Monsieur [D] [V] sera également condamné au paiement, en deniers ou quittances, d’une indemnité mensuelle d’occupation pour la période courant à compter du 06 avril 2025 jusqu’à la date de la libération effective et définitive des lieux. Au regard du montant du loyer et de la provision pour charge, cette indemnité mensuelle d’occupation sera fixée à la somme provisionnelle, à actualiser selon les dispositions du bail, de 600 euros (à la date du 05 février 2025) à compter de cette date.
— Sur les mesures accessoires :
En application de l’article 696 du Code de procédure civile, Monsieur [D] [V], partie perdante, supportera la charge des dépens, qui comprendront notamment le coût du commandement de payer, hormis sa dénonciation à la commission de coordination des actions de prévention des expulsions locatives effectuée de façon volontaire et non obligatoire, ainsi que le coût de l’assignation et de sa notification à la préfecture.
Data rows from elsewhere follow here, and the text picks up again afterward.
PR #365, opened 2016-04-04
Style guide

cryos:


cryos:
I think this is good for now @cquammen, we can expand it out further in future, thanks for putting it together.

PR #366, opened 2016-04-04
Restore contour setting by double clicking in histogram chart

cquammen:
This commit restores the setting of a contour value by double
left-clicking in the histogram view. It does so by adding new opacity
function control points only when the mouse is clicked very near or on
the piecewise function. Prior to this commit, new points would be
added to the opacity function when the mouse was clicked anywhere in
the histogram.

Also, the behavior for middle- and right-clicking has been changed so
that nothing happens if these buttons are clicked. Without changing
their behavior, these buttons would select the control points, which
isn't useful and can cause some confusing things to happen when trying
to edit a single opacity function control point.


cquammen:
@cryos This should remedy the apparent disappearance of setting the contour value in the histogram view.

cryos:
Looks good to me.

PR #372, opened 2016-04-17
Update linux binary default python path

mathturtle:
When we switched to installing paraview without the version number in
the path to its libraries, it broke the logic for where to find the
paraview python packages.  This updates this logic for the new locations
as well as updating the logic to find ITK and numpy/scipy for the linux
binaries.

@cryos


cryos:
LGTM

PR #427, opened 2016-06-15
Check axes grid exists

mathturtle:
Follow up on #425, removes "You asked for a property that doesn't exist on this view" warnings.

@cryos.


cryos:
Looks good, thanks Shawn.

PR #429, opened 2016-06-16
Whitelist the views we want, show less buttons

cryos:
This change adds some of the custom application support from ParaView
(thanks to Utkarsh) in order to simplify the user interface. We should
add more views, and possibly more buttons, but this shows a simple
starting point and we can test it more widely.

### DIFF
--- a/tomviz/ViewFrameActions.cxx
+++ b/tomviz/ViewFrameActions.cxx
@@ -1,0 +1,54 @@
+/******************************************************************************
+
+  This source file is part of the tomviz project.
+
+  Copyright Kitware, Inc.
+
+  This source code is released under the New BSD License, (the "License").
+
+  Unless required by applicable law or agreed to in writing, software
+  distributed under the License is distributed on an "AS IS" BASIS,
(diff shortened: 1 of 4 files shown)


tomviz/ViewFrameActions.cxx
```diff
@@ -0,0 +1,57 @@
...
+  WITHOUT WARRANTIES OR CONDITIONS OF ANY KIND, either express or implied.
+  See the License for the specific language governing permissions and
+  limitations under the License.
+
+******************************************************************************/
+
+#include "ViewFrameActions.h"
+
+#include <pqRenderView.h>
+#include <pqSpreadSheetView.h>
```
mathturtle: Are these used?

mathturtle:
Tested and it works.

tomviz/ViewFrameActions.cxx
cryos: They were in my testing, but I yanked that code. I can remove them.

cryos:
Thanks for testing, I will merge this and see if it looks good in the binaries later.

PR #438, opened 2016-06-21
Make sure we update when the panel is visible

cryos:
Thanks to Shawn for tracking down the issue, ensure we update when the
panel is actually visible/the data source is changed.


mathturtle:
I've tested it and it handles the cases I have found where this was buggy.

Issue #434, opened 2016-06-20
Manual image alignment double-counts shifts


ElliotPadgett:
If the user uses the manual alignment tool to align the data, then clicks "ok" when finished, tomviz applies the shifts to the data and ALSO keeps the shifts in the manual alignment box.  Then, if they open their alignment operator again to update it, tomviz applies the saved shifts on the already shifted data, making the alignment incorrect.

To work around this the user can build up a stack of manual alignment operations, which is fine, but this issue defeats the purpose of having the alignment operator be editable the way it is.

mathturtle:
You're right, it is broken.  The first set of shifts are the only ones applied if you go back and edit the shifts it doesn't work.  I'll look into it.

mathturtle:
I've pushed a pull request that should fix this (I merged another related change last night for a bug I found when testing this).  @ElliotPadgett can you and/or @yijiang1 test this and see if it fixes what you were seeing please?

ElliotPadgett:
I can test after it comes out in the nightly build.

mathturtle:
Ok, so I tried a different dataset and now I see what you are talking about.  The fix in #437 addresses a related issue, but doesn't address this.  Working on a fix for this now.

mathturtle:
@ElliotPadgett #440 should fix this issue.  Sorry about the confusion earlier.

yijiang1:
@ElliotPadgett I've tested and the bug is fixed now.

ElliotPadgett:
Tested again.  This is now fixed

PR #440, opened 2016-06-21
Operators need middle-of-pipeline data before they show their editors

mathturtle:
Summary from first commit message (other changes are minor cleanups):

When an operator is edited we occasionally need information about the
dataset to construct its editor dialog.  For instance on the Crop
operator we need the origin, spacing and extent of the image to position
the widget and determine the range of valid entries in the input boxes.
But these values can be changed by subsequent transforms in the
pipeline, so the "current" values for that DataSource may not be valid.
This gets even stranger when the editor widget displays the
"intermediate" data like the translation align widget (Reported in #434)

This commit adds a method which gets a copy of the data in a DataSource
at a particular point in its data transform pipeline.  This new data
object is then passed to the Operator in getEditorWidget() so that the
editor widget will have accurate data for the input of the Operator.

### DIFF
--- a/tomviz/AddAlignReaction.cxx
+++ b/tomviz/AddAlignReaction.cxx
@@ -56,7 +56,7 @@ void AddAlignReaction::align(DataSource* source)
   }
 
   QSharedPointer<Operator> Op(new TranslateAlignOperator(source));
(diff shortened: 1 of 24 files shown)


mathturtle:
@cryos This is the change we discussed before lunch where the edit dialog needs a copy of the data from the middle of the pipeline.

Issue #439, opened 2016-06-21
Image should not freeze when "stop" button is clicked in manual alignment widget


yijiang1:
In manual alignment widget, the image cannot be changed when the "stop" button is clicked.
We should allow this to happen. The "stop" button should only stop flashing two images.

mathturtle:
Good catch.  Try out the change in #441 and see how that works.

ElliotPadgett:
This looks good now in today's nightly build.

PR #441, opened 2016-06-21
Align widget fixes

mathturtle:


mathturtle:
@cryos for #439.

yijiang1:
Tested well 👍

tomviz/AlignWidget.cxx
```diff
@@ -709,10 +721,20 @@ void AlignWidget::applySliceOffset(int sliceNumber)
...
+    this->modes[this->currentMode]->update();
+  }
+  this->widget->update();
 }
 
 void AlignWidget::startAlign()
 {
+  if (!(this->frameRate > 0))
+  {
+    qDebug() << "Frame rate must be positive to start timer";
```
cryos: I think we should favor opening up a warning rather than qDebug, but setting the minimum to 0, and counting a start with a frame rate of 0 as stop would seem reasonable and intuitive without a warning wouldn't it?

cryos:
I just checked and the frame rate minimum is 0, so making 0 an implicit stop if started and removing the qDebug would work great. To be defensive we would use <= 0 to stop.

mathturtle:
Updated.

PR #444, opened 2016-06-23
Add scale factor and unit to datasource with display in data properti…

mathturtle:
…es panel

@cryos @Hovden @yijiang1 This is a first pass at showing units and length data.  It defaults to assuming the spacing is in real-world units measured in nm, but allows you to change this on the data properties panel.  I know some transforms may modify the spacing... but I haven't looked for those cases yet, this just takes care of displaying the information.


yijiang1:
LGTM

Hovden:
Cool, let's merge and get feedback.

Issue #442, opened 2016-06-22
utils.set_tilt_angles does not work properly


yijiang1:
Here is a strange bug:
1. Open tomviz and load a dataset.
2. Click "Generate Tilt Series" in Tomography menu. Use default parameters.
3. When finished, the dataset is marked as a tilt series. However, its tilt angles are still zero.
<img width="282" alt="screen shot 2016-06-22 at 5 11 48 pm" src="https://cloud.githubusercontent.com/assets/13088588/16283828/78e539a6-389c-11e6-8548-2f686fcd4330.png">

mathturtle:
I've seen this myself and tracked it down to the same root issue as #426.  But it should have been fixed by #438.  Have you tried this with a build from today?  (I know the windows build machine is a bit behind, so only the OSX builds are up to date)

yijiang1:
> Have you tried this with a build from today?

Yes I'm running on the latest build.

mathturtle:
I just tried the latest build and it worked fine.  Maybe the build for that merge hadn't finished when you downloaded yours?

yijiang1:
I just tried the latest build (on Mac) and still have the problem.

mathturtle:
So I tried it again.... re-reading the issue and doing exactly what you said.  And I was able to reproduce it.  Actually @ElliotPadgett clued me into what was going on in his point 1 on #445.  Since I thought it was a display update issue, I was re-running the transform.  And the second time, since the dataset was *already* a tilt series, it worked fine.  Then on the newer builds I was only testing the display update issue (which IS fixed).

It looks like I introduced this in #322, a case we missed when testing it.  I had wondered why reconstructions acted strange the first time I ran them on a dataset...  It turns out this is why.  I just hope my solution doesn't break anything else.

For a consistent view of the data and tilt series info, I really think we need to adopt my proposed solution to #257 where any modifications to the data source type or tilt angles are saved as operators in the pipeline.  The current code feels kludgy and has strange corner cases like this.

mathturtle:
@yijiang1 The branch for this is merged now.

Issue #445, opened 2016-06-23
"Mark as tilt series" must be run twice for some datasets to unlock tomography menu


ElliotPadgett:
After loading a tilt series in tiff format, when I click "Mark as tilt series" and fill in the angle selection popup the angles get populated correctly but the tomography menu options are all greyed out except "Mark as volume" and "Generate tilt series".  I can work around the bug by clicking "Mark as volume" and then "Mark as tilt series" again, which makes the menu options available.

I have reproduced this with two different tiff stacks, but it does not seem to happen with the sample dataset .

ElliotPadgett:
@yijiang1 pointed out that this does not always reproduce, so I went and tried to see what conditions cause it and I noticed a few things:
1) Pushing the cancel button on "Mark as tilt series" does not stop it from marking it as tilt series (I can open a separate issue for this.
2) Deleting a dataset or pushing File>Reset with something open may be necessary to trigger the bug.
3) When it works correctly, the dataset gets selected in the "Visualization Modules" list to the left as soon as the "Mark as tilt series" popup appears.  When it does not work, this does not happen and the current visualization module stays selected instead.

mathturtle:
I think I have actually seen this once, but I couldn't reproduce it at all so I didn't mention it.  If you've seen it enough to report (and track down conditions to make it happen) then I can start debugging.  Thank you for taking the time to figure out some of what causes this.  Reading your list triggered an idea of what was going on in another issue too.

I can explain 1 from your list above... and probably fix it without too much trouble.  That menu item is doing two things.  First it is marking the data source as a tilt series.  Then it is calling the 'Set Tilt Angles' menu item's callback that displays the dialog.  When the dialog is canceled, it only cancels the 'Set Tilt Angles' part.

ercius:
Not sure what the status of this issue is, but the newest binary (0.8.0-151) requires the user to run "mark as tilt series" multiple times to unlock the Tomography menu. This was working correctly in a previous nightly (0.8.0-135) but is now broken again in 0.8.0-151.

mathturtle:
I was looking into it earlier and could only reproduce it when I do File->Reset.  I'm still trying to figure out why this happens.  @ercius are you on OSX?  Maybe it happens more there.

mathturtle:
[...]

PR #446, opened 2016-06-23
Preserve tilt angles from utils.set_tilt_angles

mathturtle:
@yijiang1 For #442, a (hopefully) minor fix.  Please test everything you can think of to do with tilt angles to be sure we don't miss anything else.  I will be doing the same.

### DIFF
--- a/tomviz/DataSource.cxx
+++ b/tomviz/DataSource.cxx
@@ -72,7 +72,10 @@ public:
       array->SetName("tilt_angles");
       array->SetNumberOfTuples(num_tilt_angles);
       array->FillComponent(0,0.0);
-      fd->AddArray(array.GetPointer());
+      if (!fd->HasArray("tilt_angles"))
+      {
+        fd->AddArray(array.GetPointer());
+      }
       this->TiltAngles = array.Get();
     }
     else


yijiang1:
This fixes #442 but reveals another bug probably related to #445 .
One consistent way to reproduce the bug:
1. Load a dataset.
2. Click "Generate Tilt Series" under "Tomography" menu.
When finished, the dataset is marked as a tilt series and tilt angles are updated like this
screen shot 2016-06-23 at 3 22 23 pm

4. Now, click "Reset" under "File" menu.
5. Repeat step 1 and 2.
When finished, the tilt angles are updated but the dataset is NOT marked as tilt series.
screen shot 2016-06-23 at 3 23 13 pm

mathturtle:
Updated branch.  Here is a slightly cleaner way to fix it.  It doesn't help the #445-related bug you found though.  That appears to be an update issue where the menu items don't get the dataset-was-updated signal correctly.  The data source is marked as a tilt series (otherwise the tilt angles wouldn't show up on the properties panel), but the menu wasn't notified.

tomviz/DataSource.cxx
```diff
@@ -66,13 +66,19 @@ class DataSource::DSInternals
     vtkFieldData* fd = data->GetFieldData();
     if (!this->TiltAngles)
     {
+      if (!fd->HasArray("tilt_angles"))
```
cryos: This does not seem to do anything.

mathturtle: I've deleted it, and updated the branch.  I think this was left over from the first implementation of this branch.  I copied the contents out into the containing block and I guess I forgot to delete this.

PR #453, opened 2016-06-28
Allow modules to use custom UI to modify proxies

mathturtle:
Only used by the contour module.

@cryos Since we talked I changed everything but contour to use the old code.  I haven't really gotten around to tweaking the UI to make it look like we wanted, but this is the proof-of-concept-it-works version.


mathturtle:
Ok, I've done some UI tweaking for the contour module.  Let me know what you think and what else we need to modify.  (Other modules still use the old code for now).

Issue #450, opened 2016-06-24
Save as PNG does nothing


ElliotPadgett:
When I try to save a tilt series or a reconstruction as a PNG the program closes the save dialog as if it were successful but does not produce a file and does not show any error.  I don't know if you can even have image stacks in PNG format, but there should at least be an error message if no saved file is produced.

Hovden:
Yep. This happens on my OSX machine.

ercius:
PNG does not allow for stacks. I suggest removing PNG as an output type for
data.

mathturtle:
@utkarshayachit @cquammen We are directly using ParaView here, is this a problem with ParaView's implementation of the PNGWriter or is it incorrectly reporting which readers support the data type?  Or something else?  I can fairly easily search/replace the filetype containing PNG from the valid file types passed to the dialog, but is that the right way to go here?

cryos:
I agree with @ercius, we should just remove PNG as it does not support the type of output required.

Hovden:
Also, the JPG does not save a stack, but appears to save the first slice. If there is not stack support we should also remove jpg. Not to mention jpg is a questionable format for science.

cryos:
Agreed, JPEG has no stack support I am aware of.

PR #455, opened 2016-06-29
Disable saving data as PNG or JPEG

mathturtle:
@Hovden For #450.


cryos:
Looks good to me, merging so it will be built by morning.

PR #456, opened 2016-06-30
Switch to fftw in direct Fourier reconstruction

yijiang1:
Switch to FFTW instead of numpy's FFT library in direct Fourier reconstruction.


Hovden:
Great. pyFFTW should be comparably fast with C++ FFTW.

yijiang1:
@Hovden so we can merge this now?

Monsieur [D] [V] supportera une indemnité de 300 euros sur le fondement de l’article 700 du code procédure civile.
La présente décision est de plein droit exécutoire à titre provisoire.
PAR CES MOTIFS
Statuant en qualité de juge des contentieux de la protection, publiquement, en référé, par ordonnance mise à disposition au greffe, contradictoire et en premier ressort :
CONSTATONS, à la date du 05 avril 2025, l’acquisition de la clause résolutoire figurant au bail conclu le 19 décembre 2022 et liant Madame [I] [R] [Z] épouse [M] et Monsieur [Y] [M] à Monsieur [D] [V], concernant le bien à usage d’habitation, situé [Adresse 6][Adresse 5] et le parking en sous-sol n°27, le parking aérien n°218 et le cellier n°C53 en sous-sol ;
REJETONS la demande de suspension des effets de cette clause ;
ORDONNONS en conséquence à Monsieur [D] [V] de libérer les lieux, avec restitution des clés, dès la signification de la présente ordonnance ;
DISONS qu’à défaut pour Monsieur [D] [V] d’avoir volontairement libéré les lieux et restitué les clés dans ce délai, Madame [I] [R] [Z] épouse [M] et Monsieur [Y] [M] pourront, deux mois après la signification d’un commandement de quitter les lieux, faire procéder à son expulsion ainsi qu’à celle de tous occupants de son chef, y compris le cas échéant avec le concours d’un serrurier et de la force publique ;
RAPPELONS que le sort des meubles en cas d’expulsion est régi par les articles L.433-1, L.433-2 et R.433-1 et suivants du code des procédures civiles d’exécution ;
FIXONS à titre provisionnel à compter de la date d’effet de la résiliation du bail une indemnité d’occupation équivalente au montant du loyer révisable selon les conditions contractuelles augmenté de la provision sur charges (600 euros par mois à la date du 05 février 2025) ;
CONDAMNONS Monsieur [D] [V] à payer à Madame [I] [R] [Z] épouse [M] et Monsieur [Y] [M] à titre provisionnel, en deniers ou quittances, la somme de 7.670 euros, au titre de l’arriéré de loyers, de charges au 05 février 2025, date du commandement de payer (décompte arrêté au 31 décembre 2024) ;
CONDAMNONS Monsieur [D] [V] à payer à Madame [I] [R] [Z] épouse [M] et Monsieur [Y] [M] à titre provisionnel, en deniers ou quittances, les loyers et charges dus, entre le 1er janvier et le 05 avril 2025 ;
CONDAMNONS Monsieur [D] [V] à payer à Madame [I] [R] [Z] épouse [M] et Monsieur [Y] [M] à titre provisionnel, en deniers ou quittances, des indemnités d’occupation continuant à courir à compter du 06 avril 2025 jusqu’à la libération effective des lieux ;
CONDAMNONS Monsieur [D] [V] aux dépens, qui comprendront notamment le coût du commandement de payer, hormis sa dénonciation à la commission de coordination des actions de prévention des expulsions locatives, ainsi que le coût de l’assignation et de sa notification à la préfecture ;
CONDAMNONS Monsieur [D] [V] à payer à Madame [I] [R] [Z] épouse [M] et Monsieur [Y] [M] la somme de 300 euros au titre de l’article 700 du code de procédure civile ;
REJETONS les plus amples demandes des parties ;
RAPPELONS que la présente ordonnance est de plein droit exécutoire à titre provisoire ;
Ainsi jugé et mis à disposition, les jour, mois et an susdits.